(Saved entries)
============
PR #1251, opened 2015-10-07
Rename ArraySerializer to CollectionSerializer for clarity

bf4:


lib/active_model/serializer/array_serializer.rb
```diff
@@ -1,44 +1,9 @@
...
-      private # rubocop:disable Lint/UselessAccessModifier
-
-      ActiveModelSerializers.silence_warnings do
-        attr_reader :serializers
-      end
+require 'active_model/serializer/collection_serializer'
+class ActiveModel::Serializer
+  class ArraySerializer < CollectionSerializer
+    def initialize(*)
+      warn "Calling deprecated ArraySerializer in #{caller[0]}. Please use CollectionSerializer"
```
NullVoxPopuli: :+1:

lib/active_model/serializer/collection_serializer.rb
```diff
@@ -0,0 +1,44 @@
+module ActiveModel
+  class Serializer
+    class CollectionSerializer
+      NoSerializerError = Class.new(StandardError)
```
NullVoxPopuli: this seems like a weird place for this.
Do we make new error types like this in other places?
should there be a common place where the errors are all kept?

lib/active_model/serializer/configuration.rb
```diff
@@ -7,9 +7,19 @@ module Configuration
       # Configuration options may also be set in
       # Serializers and Adapters
       included do |base|
-        base.config.array_serializer = ActiveModel::Serializer::ArraySerializer
-        base.config.adapter = :attributes
-        base.config.jsonapi_resource_type = :plural
+        config = base.config
+        config.collection_serializer = ActiveModel::Serializer::CollectionSerializer
+
+        def config.array_serializer=(collection_serializer)
```
NullVoxPopuli: why not use `alias`?

beauby:
I have a feeling pagination won't work out of the box with this.

lib/active_model/serializer/collection_serializer.rb
bf4: I'm thinking maybe it should be a throw since it's essentially for flowcontrol

B mobile phone

lib/active_model/serializer/configuration.rb
bf4: Wasn't sure how it would work in context so didn't bother.  What would the receiver be?

B mobile phone

beauby:
@bf4 Can you confirm this does not break handling of paginated collections as it previously was? I'm thinking of: https://github.com/rails-api/active_model_serializers/blob/master/lib/active_model/serializer/adapter/json_api.rb#L96

NullVoxPopuli:
I guess if there aren't tests for that, there should be. @beauby, could you
check on that?

beauby:
The problem is that support for pagination currently relies on external gems.

NullVoxPopuli:
Could we add a pagination gem just in the test environment?

beauby:
Better mock it up. Those usually rely on AR.

bf4:
How did you know this was broken?  I didn't see anything.  The gems are for sure used in tests and hence abailable, IIRC 

B mobile phone

beauby:
@bf4 I don't see the gems in the Gemfile, nor have I seen any test about pagination. Could you point me to those tests?

bf4:
I'll add an integration test but where are the failures? I recall it's green

B mobile phone

bf4:
Gemspec

B mobile phone

beauby:
Wait, there have been some code changes since I posted that comment. Last I checked you got rid of the `paginated?` method on the Array/CollectionSerializer.

bf4:
If so not intentional.  It's just a rename

B mobile phone

bf4:
@beauby could you clarify for me what is blocking this?

lib/active_model/serializer/collection_serializer.rb
bf4: In any case, this file is just the array_serializer renamed

test/array_serializer_test.rb
```diff
@@ -1,92 +1,21 @@
...
-
-      def test_json_key_with_root
-        serializer = ArraySerializer.new(@resource, root: 'custom_root')
-        assert_equal serializer.json_key, 'custom_roots'
-      end
-
-      def test_json_key_with_root_and_no_serializers
-        serializer = ArraySerializer.new(build_named_collection, root: 'custom_root')
-        assert_equal serializer.json_key, 'custom_roots'
+    class ArraySerializerTest < CollectionSerializerTest
```
bf4: for backwards compat https://github.com/rails-api/active_model_serializers/pull/1251/files#r41372642 also, is awesome

beauby:
LGTM but needs rebase.

NullVoxPopuli:
:+1:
============
ACTION ITEM – Reproduce each entry above. Every word must match.

OUTPUT FOR THIS TASK –
PR #1251, opened 2015-10-07
Rename ArraySerializer to CollectionSerializer for clarity

bf4:


lib/active_model/serializer/array_serializer.rb
```diff
@@ -1,44 +1,9 @@
...
-      private # rubocop:disable Lint/UselessAccessModifier
-
-      ActiveModelSerializers.silence_warnings do
-        attr_reader :serializers
-      end
+require 'active_model/serializer/collection_serializer'
+class ActiveModel::Serializer
+  class ArraySerializer < CollectionSerializer
+    def initialize(*)
+      warn "Calling deprecated ArraySerializer in #{caller[0]}. Please use CollectionSerializer"
```
NullVoxPopuli: :+1:

lib/active_model/serializer/collection_serializer.rb
```diff
@@ -0,0 +1,44 @@
+module ActiveModel
+  class Serializer
+    class CollectionSerializer
+      NoSerializerError = Class.new(StandardError)
```
NullVoxPopuli: this seems like a weird place for this.
Do we make new error types like this in other places?
should there be a common place where the errors are all kept?

lib/active_model/serializer/configuration.rb
```diff
@@ -7,9 +7,19 @@ module Configuration
       # Configuration options may also be set in
       # Serializers and Adapters
       included do |base|
-        base.config.array_serializer = ActiveModel::Serializer::ArraySerializer
-        base.config.adapter = :attributes
-        base.config.jsonapi_resource_type = :plural
+        config = base.config
+        config.collection_serializer = ActiveModel::Serializer::CollectionSerializer
+
+        def config.array_serializer=(collection_serializer)
```
NullVoxPopuli: why not use `alias`?

beauby:
I have a feeling pagination won't work out of the box with this.

lib/active_model/serializer/collection_serializer.rb
bf4: I'm thinking maybe it should be a throw since it's essentially for flowcontrol

B mobile phone

lib/active_model/serializer/configuration.rb
bf4: Wasn't sure how it would work in context so didn't bother.  What would the receiver be?

B mobile phone

beauby:
@bf4 Can you confirm this does not break handling of paginated collections as it previously was? I'm thinking of: https://github.com/rails-api/active_model_serializers/blob/master/lib/active_model/serializer/adapter/json_api.rb#L96

NullVoxPopuli:
I guess if there aren't tests for that, there should be. @beauby, could you
check on that?

beauby:
The problem is that support for pagination currently relies on external gems.

NullVoxPopuli:
Could we add a pagination gem just in the test environment?

beauby:
Better mock it up. Those usually rely on AR.

bf4:
How did you know this was broken?  I didn't see anything.  The gems are for sure used in tests and hence abailable, IIRC 

B mobile phone

beauby:
@bf4 I don't see the gems in the Gemfile, nor have I seen any test about pagination. Could you point me to those tests?

bf4:
I'll add an integration test but where are the failures? I recall it's green

B mobile phone

bf4:
Gemspec

B mobile phone

beauby:
Wait, there have been some code changes since I posted that comment. Last I checked you got rid of the `paginated?` method on the Array/CollectionSerializer.

bf4:
If so not intentional.  It's just a rename

B mobile phone

bf4:
@beauby could you clarify for me what is blocking this?

lib/active_model/serializer/collection_serializer.rb
bf4: In any case, this file is just the array_serializer renamed

test/array_serializer_test.rb
```diff
@@ -1,92 +1,21 @@
...
-
-      def test_json_key_with_root
-        serializer = ArraySerializer.new(@resource, root: 'custom_root')
-        assert_equal serializer.json_key, 'custom_roots'
-      end
-
-      def test_json_key_with_root_and_no_serializers
-        serializer = ArraySerializer.new(build_named_collection, root: 'custom_root')
-        assert_equal serializer.json_key, 'custom_roots'
+    class ArraySerializerTest < CollectionSerializerTest
```
bf4: for backwards compat https://github.com/rails-api/active_model_serializers/pull/1251/files#r41372642 also, is awesome

beauby:
LGTM but needs rebase.

NullVoxPopuli:
:+1:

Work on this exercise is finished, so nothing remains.